> **Dataset entries**
PR #9217, opened 2022-11-09
Add break statement in default cases

HidroSaphire:
According to the contributing page (https://github.com/yuzu-emu/yuzu/wiki/Contributing) the default cases should have a break statement

default:
        // Yes, even break for the last case
        break;


lioncash (approved):
Hey, thanks for the contribution! I appreciate it

PR #9223, opened 2022-11-10
Add CPU thread count to log files

goldenx86:
Doesn't differentiate real cores from threads, but it's a safe global way.


src/yuzu/main.cpp
```diff
@@ -361,6 +362,7 @@ GMainWindow::GMainWindow(std::unique_ptr<Config> config_, bool has_broken_vulkan
     }
     LOG_INFO(Frontend, "Host CPU: {}", cpu_string);
 #endif
+    LOG_INFO(Frontend, "Host CPU thread count: {}", processor_count);
```
Morph1984, line 365:
```suggestion
    LOG_INFO(Frontend, "Host CPU Threads: {}", processor_count);
```

bunnei (approved):

PR #9849, opened 2023-02-22
texture_cache: Add asynchronous ASTC texture decoding

ameerj:
Currently, the GPU thread blocks waiting for ASTC textures to be decoded.

This PR adds another weapon in the war against ASTC: deferring ASTC texture decoding to a separate thread, unblocking the GPU thread. This significantly reduces the notorious stutter caused by ASTC.
The setting can be found under the Advanced Graphics configuration tab.

This uses the CPU decoding implementation, since using the compute shader for this would have been much more complicated for potentially unnoticeable gains.

This does result in some missing graphics while the texture is being decoded, but these are usually quick to clear up unless the system has a low thread count or the title uses many ASTC textures.

An example of missing graphics from async ASTC loading (1 ASTC decode thread):

https://user-images.githubusercontent.com/52414509/220536773-a2508884-1755-4ae5-9432-92f8e945c5a6.mp4

### DIFF
--- a/src/common/scratch_buffer.h
+++ b/src/common/scratch_buffer.h
@@ -23,6 +23,7 @@ public:
           buffer{Common::make_unique_for_overwrite<T[]>(initial_capacity)} {}
 
     ~ScratchBuffer() = default;
+    ScratchBuffer(ScratchBuffer&&) = default;
 
     /// This will only grow the buffer's capacity if size is greater than the current capacity.
     /// The previously held data will remain intact.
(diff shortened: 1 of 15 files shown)


gidoly:
async cpu astc loading
 
https://user-images.githubusercontent.com/66776795/220783143-d7e42f27-432b-4893-8dde-32dfce4f7033.mp4

vs

compute shader decode

https://user-images.githubusercontent.com/66776795/220783511-f67002e2-e553-4df7-a27f-fd3f901d4887.mp4

compute shader is now slower than cpu decoding with async.
my cpu is 5800x3d 16 which has thread and gpu is 4090

gidoly:
also can you make this hack as none default so user can not see graphic glitch with default setting. it will be nightmare to manage support with this default on.it also only benifit few excepton like astral chain and bayonetta 3 which makes me prefer to be off as default to avoid confusing issue report caused by other games

ameerj:
Defaulting this setting on was accidental, thanks for catching that!

liamwhite (approved):

vasishath:
I might sound complete noob here but is it not possible to cache the decoded ASTC?

PR #9877, opened 2023-02-28
cmake: use correct boost imported targets

abouvier:
The true imported target name since CMake 3.15 is `Boost::headers` instead of `Boost::boost`. Also remove old hacks not needed anymore (hopefully :p).


liamwhite (approved):
Very nice simplification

> **PROBLEM**
Word for word, copy out all the data given above.

> **TASK ANSWER**
PR #9217, opened 2022-11-09
Add break statement in default cases

HidroSaphire:
According to the contributing page (https://github.com/yuzu-emu/yuzu/wiki/Contributing) the default cases should have a break statement

default:
        // Yes, even break for the last case
        break;


lioncash (approved):
Hey, thanks for the contribution! I appreciate it

PR #9223, opened 2022-11-10
Add CPU thread count to log files

goldenx86:
Doesn't differentiate real cores from threads, but it's a safe global way.


src/yuzu/main.cpp
```diff
@@ -361,6 +362,7 @@ GMainWindow::GMainWindow(std::unique_ptr<Config> config_, bool has_broken_vulkan
     }
     LOG_INFO(Frontend, "Host CPU: {}", cpu_string);
 #endif
+    LOG_INFO(Frontend, "Host CPU thread count: {}", processor_count);
```
Morph1984, line 365:
```suggestion
    LOG_INFO(Frontend, "Host CPU Threads: {}", processor_count);
```

bunnei (approved):

PR #9849, opened 2023-02-22
texture_cache: Add asynchronous ASTC texture decoding

ameerj:
Currently, the GPU thread blocks waiting for ASTC textures to be decoded.

This PR adds another weapon in the war against ASTC: deferring ASTC texture decoding to a separate thread, unblocking the GPU thread. This significantly reduces the notorious stutter caused by ASTC.
The setting can be found under the Advanced Graphics configuration tab.

This uses the CPU decoding implementation, since using the compute shader for this would have been much more complicated for potentially unnoticeable gains.

This does result in some missing graphics while the texture is being decoded, but these are usually quick to clear up unless the system has a low thread count or the title uses many ASTC textures.

An example of missing graphics from async ASTC loading (1 ASTC decode thread):

https://user-images.githubusercontent.com/52414509/220536773-a2508884-1755-4ae5-9432-92f8e945c5a6.mp4

### DIFF
--- a/src/common/scratch_buffer.h
+++ b/src/common/scratch_buffer.h
@@ -23,6 +23,7 @@ public:
           buffer{Common::make_unique_for_overwrite<T[]>(initial_capacity)} {}
 
     ~ScratchBuffer() = default;
+    ScratchBuffer(ScratchBuffer&&) = default;
 
     /// This will only grow the buffer's capacity if size is greater than the current capacity.
     /// The previously held data will remain intact.
(diff shortened: 1 of 15 files shown)


gidoly:
async cpu astc loading
 
https://user-images.githubusercontent.com/66776795/220783143-d7e42f27-432b-4893-8dde-32dfce4f7033.mp4

vs

compute shader decode

https://user-images.githubusercontent.com/66776795/220783511-f67002e2-e553-4df7-a27f-fd3f901d4887.mp4

compute shader is now slower than cpu decoding with async.
my cpu is 5800x3d 16 which has thread and gpu is 4090

gidoly:
also can you make this hack as none default so user can not see graphic glitch with default setting. it will be nightmare to manage support with this default on.it also only benifit few excepton like astral chain and bayonetta 3 which makes me prefer to be off as default to avoid confusing issue report caused by other games

ameerj:
Defaulting this setting on was accidental, thanks for catching that!

liamwhite (approved):

vasishath:
I might sound complete noob here but is it not possible to cache the decoded ASTC?

PR #9877, opened 2023-02-28
cmake: use correct boost imported targets

abouvier:
The true imported target name since CMake 3.15 is `Boost::headers` instead of `Boost::boost`. Also remove old hacks not needed anymore (hopefully :p).


liamwhite (approved):
Very nice simplification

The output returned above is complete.